Un’“ombra” spessa sembra ipnotizzare le voci della narrativa italiana: è l’interrogazione sul male. Il male più insondabile, perché non sorretto o ammantato da nessuna ambizione politica, travestimento o nesso: il male “privato” che è consumato in alcuni casi da giovanissimi (https://www.ilsaltodellaquaglia.com/2020/09/07/solo-un-ragazzo-il-romanzo-sapiente-di-elena-varvello/) o che in altri assume una sorta di spessore corale, diventa racconto di una città. (https://www.ilsaltodellaquaglia.com/2020/11/05/nicola-lagioia-i-vivi-e-i-morti/). A questa fascinazione oscura non si è sottratta Antonella Lattanzi con la sua terza prova narrativa, Questo giorno che incombe.
Francesca lascia con la famiglia – il marito Massimo, le figliolette Angela ed Emma – Milano, gli affetti, il lavoro, le occasioni che riempivano la sua esistenza. Si trasferisce a Roma. Nuovo inizio, nuova casa, nuova vita, Francesca fa tabula rasa del passato: è il coronamento di un sogno, la chimera della libertà. Zero vincoli, zero condizionamenti. Libertà. Pienezza. Chi non la invidierebbe? La promessa, però, piano piano si incrina. La felicità si oscura. Nell’universo fatato che crede di aver raggiunto, si produce la prima fessura, la prima incrinatura, la prima slabbratura. Quello che all’inizio è un piccolo varco diventa una porta spalancata: il male fluisce, invade. Il male si è insediato al centro della vita (e nella testa) di Francesca.
Il microcosmo che l’aveva accolta, che avrebbe dovuto lasciare respirare il suo desiderio di felicità, il condominio che assorbe totalmente la vita di chi lo abita – “non lasciamo che il germe della paura piantato da qualcuno di fuori si insinui nel nostro paradiso” – svela il suo volto arcigno, assediante, quasi una potenza occulta lo nutra. “Il Giardino di Roma” assomiglia sempre più a una foresta di rovi. L’orrore lo intrappola. Prima la morte misteriosa di un gatto. Poi la scomparsa, terribile, di una bambina. Ma qual è il vero volto del male? Chi è il volto del male? Dove si insinua il male?

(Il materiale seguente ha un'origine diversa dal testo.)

PR #168, opened 2021-09-24
refactor: Retry or panic macros to replace code duplication and add panic after N attempts

khorolets:
WIP

### DIFF
--- a/src/db_adapters/blocks.rs
+++ b/src/db_adapters/blocks.rs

Chi possiede la “patente” per riconoscerlo? Il male non si annida proprio là dove si pretende che non ci sia, nel “paradiso” di chi si sente immune dal suo contagio, nella chiusura al mondo, nella barriera tra “noi” e “loro”, nella caccia al diverso, nella pretesa della perfezione? Sulla scia (dichiarata) di Stephen King – tipica del maestro è la corrispondenza tra i luoghi e il male che lo macchia, del maestro è la frantumazione del pensiero – Lattanzi procede con una scrittura affannosa, ritmata, a tratti gonfia.

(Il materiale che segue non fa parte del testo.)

PR #169, opened 2021-10-05
feat: add NFT events support

telezhnaya:
I mentioned most of the things in the doc inside the SQL script, please have a look at that. 
Additionally, I want to help the contract creators to find the relevant information.
We discussed the format of event logs [here](https://github.com/near/NEPs/issues/254#issuecomment-927729122)

From the event log, we (as Indexer developers) should be able to retrieve the following information:
* `token_id`
* `event_kind` (mint, transfer, burn), reminder: we decided to group by this
* `token_sender_account_id` (should be skipped for mint)
* `token_receiver_account_id` (should be skipped for burn)
* `token_transfer_approval_account_id` (optional, see the info below, **TODO** we haven't discussed that)
* `token_transfer_memo` (optional, feel free not to fill it inside your batch event log if it's empty or you are worried about log size)

#### `token_transfer_approval_account_id`
https://nomicon.io/Standards/NonFungibleToken/ApprovalManagement.html
You have to fill in this information in the event log if it's relevant for the current transfer. 
Let's looks at the example:
If Alice approves Bob to transfer her token, and then Bob transfers it to Maggie, then the fields should look like this:
```
token_sender_account_id : alice.near
token_receiver_account_id : maggie.near
token_transfer_approval_account_id : bob.near
```
The same situation, but Alice as the owner does the transfer by herself:
```
token_sender_account_id : alice.near
token_receiver_account_id : maggie.near
token_transfer_approval_account_id : <empty>
```

We DO NOT store `called_method` anywhere because we get the info from logs, the method could be retrieved from receipt if you need. @MaximusHaximus do you need this info in Wallet?

@frol @MaximusHaximus @mikedotexe
@evergreen-trading-systems @zcstarr @robert-zaremba


telezhnaya:
FYI: the discussion could be both here or after https://github.com/near/NEPs/issues/254#issuecomment-934487778

evergreen-trading-systems:
awesome. why do we want to add permissions to log authors? because this is new. even if we wanted to, it's impossible to check permissions based on logs that anyone can send.

telezhnaya:
@evergreen-trading-systems it will be a complete anarchy. Without simple check, anyone can write any contract with any logs and make fake transfers, and we will believe these logs. Even if noone is interested in it because of financial reasons, be sure that we will have a disaster on each April 1st. This is too easy to hack. 
I agree that we can trust the authors of the contract, but we should distinguish somehow between the author and unknown contract.

telezhnaya:
UPD: `emitted_by_contract_account_id` could be always taken from receipt_receiver_account_id, and that would be the natural way of checking the author of logs. Updated the message above

src/main.rs
```diff
@@ -64,6 +64,9 @@ async fn handle_message(
         }
     }
 
+    // Assets (NFT)
+    db_adapters::assets::non_fungible_token_events::store_nft(&pool, &streamer_message).await;
```
frol, line 68: Instead of awaiting immediately, create a future and add it to the `join!`s below, so we can do things in parallel.

src/schema.patch
```diff
@@ -76,8 +86,22 @@ index d0d6a3b..8928a6e 100644
...
+ 
++    #[allow(non_snake_case)]
+     assets__non_fungible_token_events (emitted_for_receipt_id, emitted_at_block_timestamp, emitted_in_shard_id, emitted_index_of_event_entry_in_shard, emitted_by_contract_account_id, token_id, event_kind, token_old_owner_account_id, token_new_owner_account_id, token_authorized_account_id, token_memo) {
+         emitted_for_receipt_id -> Text,
+         emitted_at_block_timestamp -> Numeric,
+         emitted_in_shard_id -> Numeric,
+         emitted_index_of_event_entry_in_shard -> Int4,
+         emitted_by_contract_account_id -> Text,
+@@ -126,13 +137,23 @@ table! {
+         token_memo -> Text,
```
frol, line 104: The table (this whole `assets__non_fungible_token_events` block) should not be part of the patch

src/db_adapters/assets/non_fungible_token_events.rs
```diff
@@ -0,0 +1,196 @@
...
+                                emitted_at_block_timestamp: BigDecimal::from(*block_timestamp),
+                                emitted_in_shard_id: BigDecimal::from(*shard_id),
+                                emitted_index_of_event_entry_in_shard: *index_in_shard,
+                                emitted_by_contract_account_id: contract_id.to_string(),
+                                token_id: token_id.to_string(),
+                                event_kind: models::enums::NftEventKind::Mint,
+                                token_old_owner_account_id: "".to_string(),
+                                token_new_owner_account_id: mint_event.owner_id.to_string(),
+                                token_authorized_account_id: "".to_string(),
+                                token_memo: memo.to_string(),
```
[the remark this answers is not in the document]
frol: I don't see a better way either.

P.S. It seems you don't need most of those `.to_string()`, do you?

frol (commented):
Thanks for thoroughly documenting the data schema!

migrations/2021-10-04-100000_assets_nft/up.sql
```diff
@@ -0,0 +1,82 @@
...
+    -- New owner of the token. Empty if we have nft_event_kind 'BURN'.
+    token_new_owner_account_id            text           NOT NULL DEFAULT '',
+    -- The account that initialized the event.
+    -- It differs from token_old_owner_account_id, but it is approved to manipulate with current token.
+    -- More information here https://nomicon.io/Standards/NonFungibleToken/ApprovalManagement.html
+    -- Optional field: filled only if the event is done NOT by token_old_owner_account_id.
+    -- Empty if we have nft_event_kind 'MINT'.
+    token_authorized_account_id           text           NOT NULL DEFAULT '',
+    -- Optional message associated with token movement.
+    token_memo                            text           NOT NULL DEFAULT ''
```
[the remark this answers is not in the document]
telezhnaya: Agree, it's more about the event than the token. I'm OK with both options, will change it to `event_memo`

src/db_adapters/assets/non_fungible_token_events.rs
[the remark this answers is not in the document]
telezhnaya: It's possible to emit it only in `token_id`.
In other lines, we have to copy the value, because we use them in cycle and move on each iteration. To say that explicitly, I will change it to `.clone()`

src/db_adapters/assets/non_fungible_token_events.rs
```diff
@@ -0,0 +1,196 @@
...
+                    "Error occurred while NonFungibleTokenEvent were adding to database. Retrying in {} milliseconds... \n {:#?} \n{:#?}",
+                    interval.as_millis(),
+                    async_error,
+                    &nft_events,
+                );
+                    tokio::time::sleep(interval).await;
+                    if interval < crate::MAX_DELAY_TIME {
+                        interval *= 2;
+                    }
+                }
```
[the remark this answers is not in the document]
telezhnaya: We can if we extend it with a parameter with a custom function for error handling.
I always use Rust macro by intuition. I anyway wanted to read about macro. If it's not hard, I will do that 🙂

src/schema.patch
telezhnaya: It's not the part of the patch, only `+    #[allow(non_snake_case)]` is

telezhnaya:
@frol sorry for such a massive number of changed files: `cargo clippy` becomes stricter, as I understand.

Important things since your last check:
- I fixed your comments, it's obvious 🙂 
- I rewrote `src/retriable.rs` so that it's possible to pass custom error handling function
- I fixed a bug in `await_retry_or_panic`, it invoked the logic 1 times less than expected. If you invoked it with 1 attempt, it gave you an immediate error.
- I fixed all `cargo clippy` warnings

src/db_adapters/assets/non_fungible_token_events.rs
```diff
@@ -0,0 +1,187 @@
...
+                    "NFT: provided event log does not correspond to any of formats defined in NEP. Will ignore this event. \n {:#?} \n{:#?}",
+                    err,
+                    untrimmed_log,
+                );
+                continue;
+            }
+        };
+
+        let nft_types::NearEvent::Nep171(nep171_event) = event;
+        event_logs.push(nep171_event);
```
frol, line 104: *It is not that important in this case, but I wanted to share this piece of knowledge for the future.*

When you create a vector only to later iterate over it, you may consider having an iterator like:

```rust
let event_logs = outcome.execution_outcome.outcome.logs.filter_map(|untrimmed_log| {
    if ... {
        return None;  // instead of `continue`
    }
    return Some(nep171_event)
});
```

src/db_adapters/assets/non_fungible_token_events.rs
```diff
@@ -0,0 +1,187 @@
...
+                                emitted_at_block_timestamp: BigDecimal::from(*block_timestamp),
+                                emitted_in_shard_id: BigDecimal::from(*shard_id),
+                                emitted_index_of_event_entry_in_shard: *index_in_shard,
+                                emitted_by_contract_account_id: contract_id.to_string(),
+                                token_id,
+                                event_kind: models::enums::NftEventKind::Mint,
+                                token_old_owner_account_id: "".to_string(),
+                                token_new_owner_account_id: mint_event.owner_id.clone(),
+                                token_authorized_account_id: "".to_string(),
+                                event_memo: memo.clone(),
```
frol, line 127: I just realized that most of these values (memo, token_id, some of the account_ids) are actually user-driven, and we have already bumped into the problems of people dumping garbage there, and when it is NULL-byte there, PostgreSQL is not happy about it at all, so we had to escape the strings before storing to the database:

https://github.com/near/near-indexer-for-explorer/blob/0e4fe0cb40fa0552ec97093a1f8c90313ef5b2ec/src/models/serializers.rs#L88

src/schema.patch
```diff
@@ -76,15 +86,29 @@ index d0d6a3b..8928a6e 100644
...
+         emitted_index_of_event_entry_in_shard -> Int4,
+         emitted_by_contract_account_id -> Text,
+@@ -124,15 +135,24 @@ table! {
+         token_new_owner_account_id -> Text,
+         token_authorized_account_id -> Text,
+         event_memo -> Text,
+     }
+ }
+ 
++table! {
```
frol, line 110: I feel this should not be part of the patch. The table definition should be generated automatically.

frol (approved):

src/schema.patch
telezhnaya: It's not the table, but the view, it's not supported by diesel, as I understand

src/db_adapters/assets/non_fungible_token_events.rs
telezhnaya: Thank you!

src/db_adapters/assets/non_fungible_token_events.rs
```diff
@@ -0,0 +1,202 @@
...
+                    err,
+                    untrimmed_log,
+                );
+                return None;
+            }
+        };
+
+        let nft_types::NearEvent::Nep171(nep171_event) = event;
+        Some(nep171_event)
+    }).collect();
```
frol, line 104: Just FYI, my point was to avoid Vec. You should be able to just drop .collect() (and drop the explicit type) and that will give you an iterator, so you can directly use it in the loop

telezhnaya: Oh, now I see.
I was thinking about `map` function in the next piece of code, but the problem was that each event can produce multiple DB rows, and I don't know how to write it in a functional style in Rust.

I was happy to change at least the first cycle here, but I didn't finish it properly 😄 
I will fix it in another small PR!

Una scrittura abile a registrare le voci che abitano la testa della protagonista, il formicolio agghiacciante dei pensieri. I dolori che schiacciano la vita. Alla fine, sembra dirci Lattanzi, che tu fugga in un albergo vuoto o in un condominio affollato, devi arrenderti a una verità. L’orrore non puoi esorcizzare. L’ustione del male prima o poi ti artiglia. “Chi è infelice ti divora”.